The middleware can pass HttpContext.RequestAborted as the CancellationToken (it is also a good idea to wrapp the response status setting code in IsCancellationRequested check), which should ensure that all aborted requests will be removed from queue quickly.

Second useful thing is limitation of time which request can spend in queue. This is just additional protection in cases when queue gets stuck and clients doesn't implement their own timeouts.
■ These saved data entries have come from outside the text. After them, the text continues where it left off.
Issue #7387, opened 2022-11-04
Teams limit: If organization is blocked, prevent new teams creation


igorlesnenko:
If organization was blocked prevent new team creation 

AC: 
- Check if `lockedAt` is set on organization
- When blocked organization selected in dropdown, disable other form fields 
- Show the warning in UI that organization is blocked, they need to remove some teams or upgrade

PR #7591, opened 2022-12-16
feat(teams-limit): prevent new team creation

nickoferrall:
Fix: https://github.com/ParabolInc/parabol/issues/7387

Demo: https://www.loom.com/share/6d8efbc8a9fa41d2a6974c0399907c81

locked-team

### To test

- [ ] Add the `lockedAt` field to your org with a rethinkdb query
- [ ] Go to create a new team
- [ ] Select the locked org and see the warning message 
- [ ] The new team input field and Create Team button are disabled
- [ ] Clicking the Upgrade link takes you to the org billing page


packages/client/modules/newTeam/components/NewTeamForm/NewTeamForm.tsx
```diff
@@ -141,6 +185,15 @@ const NewTeamForm = (props: Props) => {
     }
   }
 
+  const goToBilling = () => {
+    SendClientSegmentEventMutation(atmosphere, 'Upgrade CTA Clicked', {
+      upgradeCTALocation: 'createTeam',
```
nickoferrall, line 190: Hey @tghanken, does this segment event look OK to you?

tghanken (approved):

packages/server/graphql/mutations/addTeam.ts
```diff
@@ -62,9 +64,11 @@ export default {
...
         return standardError(new Error('Failed input validation'), {userId: viewerId})
       }
-      if (orgTeams.length >= Threshold.MAX_FREE_TEAMS) {
-        const organization = await dataLoader.get('organizations').load(orgId)
-        const {tier}: {tier: TierEnum} = organization
+      const {tier, featureFlags} = organization
+      const maxTeams = featureFlags?.includes('teamsLimit')
+        ? Threshold.MAX_PERSONAL_TIER_TEAMS
+        : Threshold.MAX_FREE_TEAMS
+      if (orgTeams.length >= maxTeams) {
```
igorlesnenko, line 71: I don't think this is a correct validation, because for the limit we count only **sticky teams** and restrict account only after it was flagged. 
i.e. `orgTeams.length >= maxTeams` could be true, but the limit might not be exceeded

I think we just need to check here for `limitExceededAt` flag

Checking for feature flag becomes redundant in this case

igorlesnenko (changes requested):

Dschoordsch (approved):
Works as expected. Only nitpick is that the disabled "Create Team" button still looks quite vibrant and thus does not appear disabled visually.

Dschoordsch (changes requested):
Missed that I had a -1 comment

nickoferrall:
> the disabled "Create Team" button still looks quite vibrant and thus does not appear disabled visually

Interesting - it is still colourful, but when comparing it to the primary action button "Add Meeting", which is visible on the same page, I think there's a good contrast. I'm using the disabled primary action button design created by Terry [here](https://github.com/ParabolInc/parabol/blob/9177909d9b3bc9cf2ba5d88a32c0ce53b1da177f/packages/client/components/PrimaryButton.tsx#L21), so I'd rather keep it if you don't feel strongly

Dschoordsch:
> > the disabled "Create Team" button still looks quite vibrant and thus does not appear disabled visually
> 
> Interesting - it is still colourful, but when comparing it to the primary action button "Add Meeting", which is visible on the same page, I think there's a good contrast. I'm using the disabled primary action button design created by Terry [here](https://github.com/ParabolInc/parabol/blob/9177909d9b3bc9cf2ba5d88a32c0ce53b1da177f/packages/client/components/PrimaryButton.tsx#L21), so I'd rather keep it if you don't feel strongly

It's fine, no strong feelings. If I compare it to the "Add meeting" button, you're correct, but I shouldn't have to compare elements with each other to deduce their state, it should be obvious.

Dschoordsch (approved):

Issue #7486, opened 2022-11-22
Notifications: Notify mentions in discussion threads


jmtaber129:
When a user is at-mentioned in a discussion thread, they receive a notification.

Order of importance in meetings:
* Poker - discussions on tickets
* Standups - threads on responses
* Async retros - discussions on topics
* (action meetings usually happen sync, and don’t currently allow discussions to happen before the agenda stage is started, so this is less relevant)

AC:
- [ ] When a user at-mentions another user, the other user receives a notification
- [ ] The notification's message is `<User> mentioned you in a discussion in <Meeting name>`
- [ ] The notification includes a link to the meeting (minimum), or to the phase+stage where the discussion is (preferred)

PR #7596, opened 2022-12-16
feat(notifications): Discussion Mention notifications

jmtaber129:
# Description

Fixes https://github.com/ParabolInc/parabol/issues/7486
Sends a notification when a user is at-mentioned in a discussion thread.

Lot of brand new code for the notification, plus some additions to some GQL models, hence the large diff.

Our existing `getUsersToIgnore` logic doesn't seem to work particularly well (at least not locally), so this version will send a notification even if the recipient is in the meeting/stage of the discussion comment.

## Demo
Screen Shot 2022-12-19 at 5 39 13 PM
Screen Shot 2022-12-19 at 5 40 36 PM

## Testing scenarios
- [ ] Log in as users A and B
- [ ] Start one of each meeting type, and progress to the discussion phase of the meeting
- [ ] For each meeting type, at-mention user B as user A
- [ ] Trigger a notification email
- [ ] Confirm the email notifications look good, and confirm email links to the specific discussion stage (not just the meeting)
- [ ] Without refreshing user B's window, open the notifications menu, confirm each notification is present, and confirm links to each meeting go to the specific stage.
- [ ] As user A, at-mention user A in any discussion thread
- [ ] Confirm that no notification is triggered
- [ ] As user A, at-mention user B on user B's standup response
- [ ] Confirm that user B receives a notification that someone replied to their standup, but not that someone at-mentioned them in the discussion.

## Final checklist


packages/server/graphql/types/GenericMeetingStage.ts
```diff
@@ -2,15 +2,7 @@ import {GraphQLObjectType} from 'graphql'
...
 import NewMeetingStage, {newMeetingStageFields} from './NewMeetingStage'
 
-const phaseTypes = [
-  'reflect',
-  'group',
-  'vote',
-  'firstcall',
-  'lastcall',
-  'SCOPE',
-  'RESPONSES'
```
jmtaber129, line 12: This is removing `'RESPONSES'`, since that type has its own GQL phase type.

packages/server/graphql/types/Discussion.ts
```diff
@@ -42,6 +49,54 @@ const Discussion = new GraphQLObjectType<any, GQLContext>({
...
+      description: 'The stage that the discussion is located',
+      resolve: async (
+        {discussionTopicId, discussionTopicType, meetingId},
+        _args: unknown,
+        {dataLoader}
+      ) => {
+        const meeting = await dataLoader.get('newMeetings').load(meetingId)
+        const {phases, teamId} = meeting
+        switch (discussionTopicType) {
+          case 'agendaItem': {
```
jmtaber129, line 63: I took a stab at reducing duplication between these cases, but gave up after failing to wrangle the types and templating :/

packages/client/modules/email/components/EmailNotifications/EmailDiscussionMentioned.tsx
```diff
@@ -0,0 +1,120 @@
...
+import {useFragment} from 'react-relay'
+import {cardShadow} from '../../../../styles/elevation'
+import {PALETTE} from '../../../../styles/paletteV3'
+import {FONT_FAMILY} from '../../../../styles/typographyV2'
+import makeAppURL from '../../../../utils/makeAppURL'
+import fromStageIdToUrl from '../../../../utils/meetings/fromStageIdToUrl'
+import {notificationSummaryUrlParams} from '../NotificationSummaryEmail'
+import EmailNotificationTemplate from './EmailNotificationTemplate'
+
+const editorStyles = {
```
BartoszJarocki, line 15: +1 you can use `React.CSSProperties` to get typesafety

packages/server/graphql/mutations/addComment.ts
```diff
@@ -89,6 +91,44 @@ const addComment = {
...
+          const {userId: responseUserId} = TeamMemberId.split(discussion.discussionTopicId)
+          if (responseUserId === mentionedUserId) {
+            // The mentioned user will already receive a 'RESPONSE_REPLIED' notification for this
+            // comment
+            return false
+          }
+        }
+
+        // :TODO: (jmtaber129): Consider limiting these to when the mentionee is *not* on the
+        // relevant page.
```
BartoszJarocki, line 111: +1 it'd be good to create a follow up task for that

packages/server/graphql/mutations/addComment.ts
```diff
@@ -89,6 +91,44 @@ const addComment = {
       }
     }
 
+    const {entityMap} = JSON.parse(content)
```
BartoszJarocki, line 94: -1 this technically can throw, so I'd wrap it with a try-catch, maybe extract a function to publish notifications as this resolver is getting quite big?

packages/server/graphql/public/types/NotifyDiscussionMentioned.ts
```diff
@@ -0,0 +1,21 @@
...
+  __isTypeOf: ({type}) => type === 'DISCUSSION_MENTIONED',
+  meeting: async ({meetingId}, _args, {dataLoader}) => {
+    const meeting = await dataLoader.get('newMeetings').load(meetingId)
+    return meeting as MeetingTeamPrompt
+  },
+  author: ({authorId}, _args: unknown, {dataLoader}) => {
+    return dataLoader.get('users').loadNonNull(authorId)
+  },
+  comment: ({commentId}, _args: unknown, {dataLoader}) => {
+    return dataLoader.get('comments').load(commentId)
```
BartoszJarocki, line 14: +1 comment isn't nullable, should we use `loadNonNull` here as well?

packages/server/graphql/types/Discussion.ts
```diff
@@ -42,6 +49,70 @@ const Discussion = new GraphQLObjectType<any, GQLContext>({
...
+            const phase = phases.find((phase) => phase.phaseType === AGENDA_ITEMS) as
+              | AgendaItemsPhase
+              | undefined
```
BartoszJarocki, line 66: +1 if you'd like to get away without casting, you can create type predicates like
```
export const isAgendaItemsPhase = (phase: GenericMeetingPhase): phase is AgendaItemsPhase =>
  phase.phaseType === 'agendaitems'
```

and use it like 
```
const phase = phases.find(isAgendaItemsPhase)
```

and you can do all the phase types that way. we already have some predicates in `meetingTypePredicats.ts` file. you can add more there

BartoszJarocki (changes requested):
one tiny thing related to error handling, a few potential non-blocking improvements, nice work!

packages/server/graphql/public/types/NotifyDiscussionMentioned.ts
jmtaber129: The `comments` dataloader is already non-nullable - `load` returns a non-null Promise, and it doesn't have a `loadNonNull` method.

packages/server/graphql/types/Discussion.ts
jmtaber129: TIL!

packages/server/graphql/mutations/addComment.ts
jmtaber129: https://github.com/ParabolInc/parabol/issues/7627

packages/server/graphql/mutations/addComment.ts
jmtaber129: Fixed

packages/server/graphql/public/types/NotifyDiscussionMentioned.ts
mattkrick: ah yeah, this'll be fixed when we move away from rethinkdb. the rethinkdb PK loaders don't use the new pattern so it assumes everything is non-null, even when that's not true

packages/server/graphql/mutations/addComment.ts
```diff
@@ -89,6 +139,21 @@ const addComment = {
       }
     }
 
+    const notificationsToAdd = getMentionNotifications(
```
mattkrick, line 142: -1 what about updating/deleting comments? if i add/remove a mention in an update, should we diff them to make sure new mentionees get a notification?

mattkrick (changes requested):

packages/server/graphql/types/Discussion.ts
```diff
@@ -42,6 +51,62 @@ const Discussion = new GraphQLObjectType<any, GQLContext>({
       description:
         'The partial foregin key that describes the type of object that is the topic of the discussion. E.g. AgendaItem, TaskId, ReflectionGroup, GitHubIssue'
     },
+    stage: {
+      type: NewMeetingStage,
```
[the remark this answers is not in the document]
jmtaber129: Not necessarily, e.g. if the stage was removed

packages/client/utils/meetings/fromStageIdToUrl.ts
```diff
@@ -42,17 +43,16 @@ const fromStageIdToUrl = (
...
-  const {phases} = meeting
+  const {phases, id: meetingId} = meeting
   const stageRes = findStageById(phases, stageId) || findStageById(phases, fallbackStageId)
   if (!stageRes) return '/'
   const {phase, stageIdx} = stageRes
   const {phaseType} = phase
   const phaseSlug = phaseTypeToSlug[phaseType]
-  const {meetingId} = getMeetingPathParams()
-  if (!meetingId) return '/'
+  const {meetingId: maybeDemoMeetingId} = getMeetingPathParams()
```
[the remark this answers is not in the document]
jmtaber129: `getMeetingPathParams` checks the actual browser location, which doesn't exist on the server.

However, `meetingId === maybeDemoMeetingId` if it's the demo ID on the browser, so I just removed the call to `getMeetingPathParams` entirely

packages/server/graphql/mutations/addComment.ts
jmtaber129: We probably should, but the edge cases might get a bit hairy - e.g. if a user is mentioned, unmentioned, and mentioned again, we'd only want one notification. I think keeping it simple for now is the way to go, but I added a TODO to `updateCommentContent`.

mattkrick: yep, i think GitHub does a good job of managing that whenever you @-mention someone in some text. happy to merge to keep the PRs small, I'd encourage adding that feature though. adding someone in an edit & not having that turn into a notification would feel like a bug

Dschoordsch: That's how Slack does it by the way. If you @-mention in an edit, then no notification is sent.

mattkrick: whoa! TIL. makes sense though, more ephemeral thing = created faster = no notification. something longer lasting like a GH issue = longer lasting = notification.

Issue #7593, opened 2022-12-16
User can't user their custom scale in poker


drewhousman1010:
A [user ](https://app.hubspot.com/contacts/3888472/contact/33379651) 🔒 writes: 

> Subject: bug when selecting template for poker scale
> Message: Hi! When creating a new poker meeting, I am trying to select my template for the scale ([user first name]'s scale), but it switches automatically to the Estimated Effort template. How do I fix that? It's been happening for 1 week for us now.

This is a non-paying user.

PR #7600, opened 2022-12-19
fix: access custom template

nickoferrall:
Fix https://github.com/ParabolInc/parabol/issues/7593

Demo: https://www.loom.com/share/c0702add99d249ceb40c227d7faf5b39

### Test

- [ ] Create a new user
- [ ] Create a custom poker/retro template 
- [ ] Add the `templateLimit` feature flag
- [ ] See that they can still use their custom poker/retro template


Dschoordsch (approved):
Did not test

PR #7601, opened 2022-12-20
feat(teams-limit): Add snackbar to usage stats enabled notification

### LINKED ISSUE #7383: Teams limit: Trigger usage stats

igorlesnenko:
# Description

Some notifications can now be accompanied by a snackbar, because previously they were only displayed as a red dot on top of the bell icon. In the case of lock notifications, we need to show a snackbar to make them more visible

The functionality will also be used for 7 reminder notification

Fixes #7383

Previous PR: #7563

## Demo

Loom: https://www.loom.com/share/ae0023682c0247fcb6fa4219d4361a94

Screenshot 2022-12-20 at 16 00 30

## Testing scenarios

- Go through testing scenario from #7563
- But also see that now a snackbar appears
- Snackbar don't disappear when page is refreshed
- Snackbar disappears when you click on it or read the notification by clicking a bell icon in the header
- You should not see nagging usage stats snackbar in case usage stats were enabled with limit exceeded flag


nickoferrall (changes requested):
I haven't been able to see the snackbar message in this PR yet. At the moment, it's showing the "View your usage stats" snackbar. Here's a Loom going through the steps I've taken: https://www.loom.com/share/384f3ffd24454c7a96379362f21beda6

igorlesnenko:
@nickoferrall From your video I see that your organization is already flagged so the function that created notification + snackbar didn't run

image

Can you remove `limitExceededAt` flag and try again?

I also see that you have non-closing usage stats snackbar. It should not appear at all when I enable usage stats using my function. So it is probably a bug, if you haven't changed any usage stats related configuration manually. I'll check

nickoferrall:
Thanks @igorlesnenko, I've updated `limitExceededAt` to `null`, but I'm still seeing the same "View your usage stats" snackbar. 

I've tried removing the `insights` feature flag and ran through the testing steps in this Loom, but no luck: https://www.loom.com/share/762cafcccd0a447d9e494c4c9c2d7aa9

igorlesnenko:
@nickoferrall after running the meeting, do you see the flags are now set for the org in the database?

nickoferrall:
@igorlesnenko no they weren't set, they remain `null`

igorlesnenko:
@nickoferrall looks like the function thinks that you didn't exceed the limit. Trying to understand why.

There is a check:

```

  if (teamIds.length <= PERSONAL_TIER_MAX_TEAMS) {
    return false
  }
```

If you have `PERSONAL_TIER_MAX_TEAMS` set to `1` then you need 2 sticky teams for it to work.

Do you have 2 teams?

Can you set `PERSONAL_TIER_MAX_TEAMS` to `0` ?

packages/client/components/TopBarNotifications.tsx
```diff
@@ -43,6 +48,9 @@ const TopBarNotifications = ({queryRef}: Props) => {
   const {viewer} = data
   const notifications = viewer?.notifications || {edges: []}
   const {edges} = notifications
+  const snackbarNotifications = edges.filter(
```
nickoferrall, line 51: +2 I like this idea. It'll be easy to add further snackbar notifications in the future if we want to

nickoferrall (changes requested):
That's working for me now! I have a second team and thought that I had ran a meeting with it, but perhaps not. 

The "View your usage snackbar" still pops up first and only after I click it away do I see the snackbar added in this PR, so I think we'll need to resolve that before merging this PR?

Also, perhaps it would be useful to comment out the hardcoded values to speed up testing? E.g.

```
const STICKY_TEAM_MIN_MEETING_ATTENDEES = 2
const STICKY_TEAM_MIN_MEETINGS = 3
const PERSONAL_TIER_MAX_TEAMS = 2
const PERSONAL_TIER_LOCK_AFTER_DAYS = 30
// const STICKY_TEAM_MIN_MEETING_ATTENDEES = 1
// const STICKY_TEAM_MIN_MEETINGS = 1
// const PERSONAL_TIER_MAX_TEAMS = 0
// const PERSONAL_TIER_LOCK_AFTER_DAYS = 1
```



Also, perhaps we should

jmtaber129:
Hey @nickoferrall @igorlesnenko! Just popping in to let y'all know that I'm actually proposing a different pattern for notification toasts over in https://github.com/ParabolInc/parabol/pull/7603. 

Also, I noticed that this will emit a snackbar for any unread notifications when the top bar renders, not just newly published notifications (i.e. a notification that just occurred). Is this intentional? This is different from our existing notification patterns. Additionally, if a user signs in with a bunch of notifications implemented in `NotificationSnackbarPicker` (e.g. 10+ instances), the snackbar queue will be pretty full, and newly published notifications won't be seen unless the user dismisses all of previous unread notifications.

igorlesnenko:
@jmtaber129  

>  Is this intentional?

This is intentional.

For my case I need the following behaviour for the snackbar notification:

- Notification could be created when user is not online (e.g. "Your organization is going to be blocked in 30 days!")
- When user opens the app he should see the unread notification as a snackbar
- Notification snackbar should stay across refreshing the page

Would this be possible with your pattern?

jmtaber129:
@igorlesnenko Is there a notion doc or GH epic with additional context I can look at? I feel like I may be missing something here - looking at this PR's issue + Figma file, the snackbar CTA seems like something that would be nagged using `useSnackNag` (similar to usage stats), conditioned on whether the org's `scheduledLockAt` is non-null. As-is, this is depending on the notifications as its source of truth (which feels like a smell), so e.g. one billing leader could upgrade a team, and another billing leader would still see the persistent snackbar notification saying they'll be locked out if their notification is unread.

Regardless, this raises a different tension - IMO implementing this as an abstraction on notifications is in conflict with our existing notification abstractions. Currently, when a notification is created we 1) create + publish the notification to the notification dropdown, and 2) show a toast _if_ the user is online. The way I think about these is that the purpose of (2) is basically to say "hey, this notification _just_ happened" in a transient way, while (1) serves as a more permanent presentation of the notification. This would change (2) to serve the same purpose as (1) for some notifications.

Since this is new logic for a specific notification (which could potentially cause problems if applied to several other notifications, as stated earlier), I'd suggest using something the hook/component for this directly for this notification, rather than implementing this as an abstraction for notifications in general.

igorlesnenko:
@jmtaber129 TLDR: I refactored the code.

> Is there a notion doc or GH epic with additional context I can look at?

Here is the full context:

- https://www.notion.so/parabol/Implement-time-bound-stick-for-enforcing-2-team-limit-in-Usage-Stats-7b6cb3446267449f9269cbc2aa944ae8
- https://www.figma.com/file/aYc5fKU09GawnsQwKTjcDv/Time-bound-stick?node-id=0%3A1&t=VZ8PWu74LBVOy0qD-0
- https://github.com/ParabolInc/parabol/issues/7383

>  the snackbar CTA seems like something that would be nagged using useSnackNag (similar to usage stats)

When using `useSnackNag`, it is not possible to close that snackbar. It will appear every time when user refresh the page. 

We don't want to be that nagging, we want to allow to close the snackbar, but we want it to stay until closed.

So instead of a single nagging snackbar, we want to have a set of notifications — limit exceeded, 14 days left, 7 days left, you're blocked, etc.

This would work with your pattern. 

However, we want the billing leader to see the snackbar anyway, even if he missed it when he wasn't online. 

So when he logins to the app, he should see this notification as a snackbar like if it just arrived.

That what I'm trying to achieve with my PR. If notification are one of the specific types and "unread", show it as a snackbar when page loads.

>  one billing leader could upgrade a team, and another billing leader would still see the persistent snackbar notification saying they'll be locked out if their notification is unread.

That is true, however another billing leader would still see an email saying his organization will be locked. But I think it would be easy to understand that this is a just an "old" message.

However, If we need to handle that case, we can just remove such notifications on organization upgrade (or mark them as "read"). 

> This would change (2) to serve the same purpose as (1) for some notifications.

I would look at it in a different angle. For important notifications we suggest that a small dot near the bell icon have not much visibility, and we want a snackbar to be shown anyway until closed, even if the user was offline. Or different angle — sometimes we just want snackbars to be delivered even if user is offline — "Hey look there was a new notification while you was offline"

---

I refactored my code and now using your approach with a separate component to make `pinned` notifications. (I would still need to improve it a bit)
What do you think?

jmtaber129:
@igorlesnenko thanks for the additional context! I think this makes sense. I do still have some minor forward-looking tensions, but they can be addressed as they come up - these changes are safe to try in my book 👍

packages/server/billing/helpers/teamLimitsCheck.ts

As the cancellation is already supported this can be nicely introduced with help of CancellationTokenSource.CancelAfter and CancellationTokenSource.CreateLinkedTokenSource.

internal class MaxConcurrentRequestsEnqueuer
{
    ...
    private readonly int _maxTimeInQueue;

    public MaxConcurrentRequestsEnqueuer(int maxQueueLength, DropMode dropMode, int maxTimeInQueue)
    {
        ...
        _maxTimeInQueue = maxTimeInQueue;
    }

    ...

    private Task<bool> InternalEnqueueAsync(CancellationToken cancellationToken)
    {
        Task<bool> enqueueTask = _enqueueFailedTask;

        TaskCompletionSource <bool> enqueueTaskCompletionSource = new TaskCompletionSource<bool>();

        CancellationToken enqueueCancellationToken =
            GetEnqueueCancellationToken(enqueueTaskCompletionSource, cancellationToken);

        if (!enqueueCancellationToken.IsCancellationRequested)
        {
            _queue.AddLast(enqueueTaskCompletionSource);
            enqueueTask = enqueueTaskCompletionSource.Task;
        }

        return enqueueTask;
    }

    private CancellationToken GetEnqueueCancellationToken(
        TaskCompletionSource<bool> enqueueTaskCompletionSource, CancellationToken cancellationToken)
    {
        CancellationToken enqueueCancellationToken = CancellationTokenSource.CreateLinkedTokenSource(
            cancellationToken,
            GetTimeoutToken(enqueueTaskCompletionSource)
        ).Token;

        enqueueCancellationToken.Register(CancelEnqueue, enqueueTaskCompletionSource);

        return enqueueCancellationToken;
    }

    private CancellationToken GetTimeoutToken(TaskCompletionSource<bool> enqueueTaskCompletionSource)
    {
        CancellationToken timeoutToken = CancellationToken.None;

        if (_maxTimeInQueue != MaxConcurrentRequestsOptions.MaxTimeInQueueUnlimited)
        {
            CancellationTokenSource timeoutTokenSource = new CancellationTokenSource();

            timeoutToken = timeoutTokenSource.Token;
            timeoutToken.Register(CancelEnqueue, enqueueTaskCompletionSource);

            timeoutTokenSource.CancelAfter(_maxTimeInQueue);
        }

        return timeoutToken;
    }

    ...
}

The timeout can be clearly shown through test by setting max time in queue to value lower than processing time (for example 300ms).

Visual Studio Locals Window - Content of responseInformation array for hard limit with FIFO queue and max time in queue scenario

As expected there are two groups of dropped requests, the ones which were dropped immediately and ones which were dropped after max time in queue.

There is more

This (quite long) post doesn't fully explore the subject. There are other approaches, for example based on LIFO queue. If this post got you interested in the subject I suggest further research.

More "polished" version of MaxConcurrentRequestsEnqueuer and MaxConcurrentRequestsMiddleware with demo project and tests can be found on GitHub.